Alcohol and Cigarette Ads

November 9, 2014; Columbia Spectator

Following one Massachusetts town’s crusade to ban the sale of any tobacco or nicotine product, a nonprofit in Harlem, New York, is investigating the impact that alcohol and tobacco ads can have on a younger audience.

Substance Abuse Free Environment (SAFE) has launched the “Photovoice” project in conjunction with students at local college New York Institute of Technology as the first phase in part of a 10-year-long effort to ultimately reduce substance abuse in Harlem.

For this first phase of the project, ending in mid-December, six students from NYIT students will take pictures of alcohol and tobacco ads between Broadway and Fifth Avenue. At the conclusion of the phase, the students will compile their photographs and present SAFE coalition members with a final report.

The findings of the project will help the nonprofit better understand how and whether teenagers and younger children take in and engage with the information provided on these ads. Along with the results of the project, a survey will also be administered later this year to a high school in Harlem in order to create a substance abuse prevention curriculum which schools that are part of SAFE’s network can adopt.

“Based on this information we are going to be able to, first, get a sense of the accessibility of alcohol in the Harlem community and, second, look at how that information is portrayed to young people,” said Asari Offiong, a prevention specialist at the Children’s Aid Society and the director of the project. “What do the ads say? Who are they appealing to? Are they engaging?”

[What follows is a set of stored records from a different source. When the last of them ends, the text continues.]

PR #6770, opened 2023-09-29
remove opensearch references in docker scripts

mayberryzane:
## Summary
- we're not reading/writing to opensearch anymore, this removes the remaining references in the docker scripts

- tested `start-infra` script locally

- no

- no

SAFE’s network includes 12 organizations and agencies, including Mount Sinai Hospital, Harlem Hospital, and Children’s Aid Society, among others. For the project, the nonprofit will be applying for a 10-year grant amount to $125,000 from the Drug Free Communities Support program of the Office of National Drug Control Policy. The grant would also need to be matched with SAFE fundraising on its own.

“Harlem Hospital and Mount Sinai and Phoenix House are the treatment side of it. First Corinthians serves as the spiritual side,” said Offiong. “We really wanted to have all of these various components come together through these entities in order to attain our goal.”

After compiling and interpreting the information from the project and survey, SAFE will then assess what steps may need to be taken to curb the effects of the images, such as asking store owners to rearrange their alcohol displays out of the view of younger customers or find new locations for the sale of tobacco products. (The placement of cigarettes behind the counter as a safety measure at variety stores like Walgreens may in fact be encouraging their purchase.)

SAFE’s campaign comes at a time when states and stores are taking measures to stop the sale of tobacco products. However, many question, as they do as Westminster, Mass., contemplates a tobacco ban, whether it will prevent or encourage any smoker to quit. When CVS Caremark took cigarettes off their shelves in September, they did so because they believed selling tobacco products contradicted their healthcare mission. It also sent a powerful message to their customers. Once CVS stopped selling tobacco products, they also began offering programs for patrons to quit smoking.

However, even with these measures, the struggle for tobacco ads remains rooted in their targeting of a younger audience. “The tobacco companies are really promoting products to hook young people,” said Westminster health agent Elizabeth Swedberg, referring to the phenomenon of electronic cigarettes and the transformation of tobacco into bubble-gum flavored cigars and tobacco candies. “The board [of health] was getting frustrated trying to keep up with this.”

Swedberg cited a recent study by the U.S. surgeon general that said if tobacco use was not curbed, 5.6 million American children younger than 18 would die a premature death due to smoking.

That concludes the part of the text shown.